Follow-up in participants with no disease may require follow-up through primary care, patient contact or national databases.

Adverse effects or harms

Can be difficult for clinical staff to understand which AE in the clinical pathway should be recorded as relevant to the trial.

Discussion of AE relevant to the trial needs careful definition differentiating AE from the test itself or AE in patient pathway alternation by use of the test.

AE can be caused by consenting a patient for testing within a trial.

Informed consent may make participants more aware of the range of diagnoses from tests than discussed in clinical practice. Trial participation may also prompt more discussion about diagnostic uncertainty from current tests.

Diagnostic impact

Measuring the impact of tests on patient management.

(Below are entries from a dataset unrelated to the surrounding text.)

PR #4568, opened 2023-10-09
feat(core): add setting commands

JimmFly:
### Summary

This pull request adds new commands and components to the AFFiNE app to improve the user experience and customization options. It also enhances the performance and functionality of some existing components and hooks.

### DIFF
--- a/apps/core/src/hooks/affine/use-language-helper.ts
+++ b/apps/core/src/hooks/affine/use-language-helper.ts
@@ -1,0 +1,27 @@
+import { LOCALES, useI18N } from '@affine/i18n';
+import { useCallback, useMemo } from 'react';
+
+export function useLanguageHelper() {
+  const i18n = useI18N();
+  const currentLanguage = useMemo(
+    () => LOCALES.find(item => item.tag === i18n.language),
+    [i18n.language]
+  );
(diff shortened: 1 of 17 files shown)


apps/core/src/hooks/affine/use-language-helper.ts
```diff
@@ -0,0 +1,27 @@
...
+    []
+  );
+  const onSelect = useCallback(
+    (event: string) => {
+      i18n.changeLanguage(event);
+    },
+    [i18n]
+  );
+
+  return { languagesList, currentLanguage, onSelect };
```
pengx17, line 26: need to wrap this with `useMemo` otherwise it will cause commands to register/unregister randomly

pengx17 (changes requested):
Generally good. Can you please check the console logs and see if commands are registered/unregistered multiple randomly?

apps/core/src/hooks/affine/use-language-helper.ts
JimmFly: Thank you for the guidance, I'll check and amend it tomorrow.

pengx17:
There is a failing test, please fix it

pengx17 (approved):

Issue #4570, opened 2023-10-10
Disabled form item in the settings can still be operated via keyboard


CatsJuice:
### What happened?

The `Publish` toggle is disabled, but it can still be focused and operated via keyboard.

https://github.com/toeverything/AFFiNE/assets/39363750/f3f56082-4607-4a6f-98e5-3c0da0a00275

### Distribution version

macOS ARM 64 (Apple Silicon)

### What browsers are you seeing the problem on if you're using web version?

Chrome

### Are you willing to submit a PR?

- [ ] Yes I'd like to help by submitting a PR!

Noothan-am:
hey @CatsJuice, i am not able reproduce this issue please give me more steps.

CatsJuice:
> hey @CatsJuice, i am not able reproduce this issue please give me more steps.

1. open `settings`
2. click `workspace name` input to focus on it
3. toggle with `Tab` until the publish tooltip is displayed
4. press `Space` bar

aditya-sodhiya:
@JimmFly please assign this to me. I can take this up.
/attempt #4570

JimmFly:
> @JimmFly please assign this to me. I can take this up. /attempt #4570

I'm overwhelmed by your proactive contributions, could you all discuss amongst yourselves who will fix this issue?
/cc @Noothan-am @aditya-sodhiya

joooye34:
@aditya-sodhiya Thank you so much for your PR. The PR from @electron97 is ok and we merged. So glad to see your PR next time.

PR #4605, opened 2023-10-14
fix: disabled form item in the settings can still be operated via keyboard

electron97:
## Summary
- Currently, while pressing the tab key the [Tooltip](https://github.com/toeverything/AFFiNE/blob/master/apps/core/src/components/affine/new-workspace-setting-detail/publish.tsx#L100) component gets triggered which puts the focus on it, and after pressing the space key it goes to its child node Switch which activates its event and still gets trigger in disable mode.
- To fix the issue we need to pass a prop onChange which on getting a trigger will not enable the switch.

Fixes: https://github.com/toeverything/AFFiNE/issues/4570

## Videos

**Before**

https://github.com/toeverything/AFFiNE/assets/132813311/b7a79f96-283c-4be0-92a8-4e47baf1d2f4

**After**

https://github.com/toeverything/AFFiNE/assets/132813311/4e3365c3-a966-4fe7-9ca4-0b96e5a08523

### DIFF
--- a/apps/core/src/components/affine/new-workspace-setting-detail/publish.tsx
+++ b/apps/core/src/components/affine/new-workspace-setting-detail/publish.tsx
@@ -100,7 +100,7 @@ const FakePublishPanelAffine = (_props: FakePublishPanelAffineProps) => {
     <Tooltip content={t['com.affine.settings.workspace.publish-tooltip']()}>
       <div className={style.fakeWrapper}>
         <SettingRow name={t['Publish']()} desc={t['Unpublished hint']()}>
-          <Switch checked={false} />
+          <Switch checked={false} onChange={() => {}} />
         </SettingRow>
       </div>
     </Tooltip>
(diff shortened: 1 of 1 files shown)


electron97:
Hey @JimmFly ,
I have raised this issue to fix `disabled form item in the settings can still be operated via keyboard`.
Could you please take a look whenever you get a chance?
Thanks!

apps/core/src/components/affine/new-workspace-setting-detail/publish.tsx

Patient management decisions can be captured within diagnostic accuracy trials. The highest level of evidence is from an RCT of using tests as an intervention, but alternative designs reporting patient management decisions instead of patient outcomes can, for some tests, provide important evidence on test impact faster and at a lower cost.

Understanding the incremental benefit of a particular test within a complex patient pathway is difficult.

Separating a test to measure its individual impact can become artificial.

Understanding what difference in diagnostic accuracy or diagnostic confidence is required to change clinical practice.

Often adding a test into a test pathway has an incremental value on certainty or timing of diagnosis.